• [Work request]:
Gather every line below where "simple" appears.

[Opening Excerpted records section]

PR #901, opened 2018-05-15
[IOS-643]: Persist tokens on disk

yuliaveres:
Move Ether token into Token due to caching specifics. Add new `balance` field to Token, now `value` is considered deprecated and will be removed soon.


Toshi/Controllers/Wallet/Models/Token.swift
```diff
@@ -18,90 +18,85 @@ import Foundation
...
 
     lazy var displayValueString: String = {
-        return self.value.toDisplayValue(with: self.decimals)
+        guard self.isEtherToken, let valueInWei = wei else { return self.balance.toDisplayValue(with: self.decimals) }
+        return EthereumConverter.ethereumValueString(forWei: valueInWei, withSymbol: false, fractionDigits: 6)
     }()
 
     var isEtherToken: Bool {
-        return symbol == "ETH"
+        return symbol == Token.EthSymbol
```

[Closing Excerpted records section]
[Opening Excerpted records section]

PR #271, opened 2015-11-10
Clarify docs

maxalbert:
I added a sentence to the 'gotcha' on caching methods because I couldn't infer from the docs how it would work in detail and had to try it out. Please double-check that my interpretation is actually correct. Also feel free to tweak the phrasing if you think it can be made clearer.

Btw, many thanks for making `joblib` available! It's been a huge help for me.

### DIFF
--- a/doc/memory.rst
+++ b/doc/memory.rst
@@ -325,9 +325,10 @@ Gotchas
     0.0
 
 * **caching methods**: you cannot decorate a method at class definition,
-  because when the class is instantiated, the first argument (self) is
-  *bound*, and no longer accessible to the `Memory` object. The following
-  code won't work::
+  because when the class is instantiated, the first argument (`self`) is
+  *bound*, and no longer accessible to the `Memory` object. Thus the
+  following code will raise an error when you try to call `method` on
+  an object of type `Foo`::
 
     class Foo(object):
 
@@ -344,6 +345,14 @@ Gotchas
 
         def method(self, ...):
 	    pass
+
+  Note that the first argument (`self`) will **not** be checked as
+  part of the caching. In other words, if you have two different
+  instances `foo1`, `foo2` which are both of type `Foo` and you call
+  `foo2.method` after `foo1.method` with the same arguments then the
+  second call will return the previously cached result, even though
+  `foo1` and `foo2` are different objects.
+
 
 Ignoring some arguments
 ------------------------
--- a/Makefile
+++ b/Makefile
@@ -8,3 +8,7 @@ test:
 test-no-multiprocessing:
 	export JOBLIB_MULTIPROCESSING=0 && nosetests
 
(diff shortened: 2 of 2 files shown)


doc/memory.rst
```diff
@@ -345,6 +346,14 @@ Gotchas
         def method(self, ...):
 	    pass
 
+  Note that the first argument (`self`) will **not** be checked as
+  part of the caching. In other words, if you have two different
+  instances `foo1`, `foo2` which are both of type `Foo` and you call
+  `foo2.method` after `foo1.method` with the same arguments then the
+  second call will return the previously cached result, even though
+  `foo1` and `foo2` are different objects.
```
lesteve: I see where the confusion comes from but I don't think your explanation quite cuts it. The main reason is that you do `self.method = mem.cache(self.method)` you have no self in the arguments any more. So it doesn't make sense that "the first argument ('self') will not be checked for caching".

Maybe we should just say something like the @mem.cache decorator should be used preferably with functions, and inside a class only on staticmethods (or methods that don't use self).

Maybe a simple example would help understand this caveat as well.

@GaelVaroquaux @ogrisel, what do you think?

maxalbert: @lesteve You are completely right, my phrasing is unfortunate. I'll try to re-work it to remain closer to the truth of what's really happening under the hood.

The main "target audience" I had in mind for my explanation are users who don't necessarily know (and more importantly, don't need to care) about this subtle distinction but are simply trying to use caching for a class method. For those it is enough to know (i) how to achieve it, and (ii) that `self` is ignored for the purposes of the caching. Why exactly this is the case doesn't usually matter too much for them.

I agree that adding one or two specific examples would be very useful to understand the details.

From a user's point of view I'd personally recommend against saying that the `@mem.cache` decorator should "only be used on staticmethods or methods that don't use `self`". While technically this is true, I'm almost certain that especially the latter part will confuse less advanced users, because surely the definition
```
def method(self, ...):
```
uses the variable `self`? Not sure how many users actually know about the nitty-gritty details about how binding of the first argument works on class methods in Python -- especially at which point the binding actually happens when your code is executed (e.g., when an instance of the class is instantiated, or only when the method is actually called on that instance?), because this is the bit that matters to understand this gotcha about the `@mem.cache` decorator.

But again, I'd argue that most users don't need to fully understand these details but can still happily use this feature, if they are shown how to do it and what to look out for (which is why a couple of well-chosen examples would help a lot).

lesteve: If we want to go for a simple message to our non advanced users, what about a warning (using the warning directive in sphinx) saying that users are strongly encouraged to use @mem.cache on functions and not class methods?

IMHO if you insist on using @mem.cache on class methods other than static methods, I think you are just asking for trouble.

[Closing Excerpted records section]

• [Answer space]:
Maybe a simple example would help understand this caveat as well.
lesteve: If we want to go for a simple message to our non advanced users, what about a warning (using the warning directive in sphinx) saying that users are strongly encouraged to use @mem.cache on functions and not class methods?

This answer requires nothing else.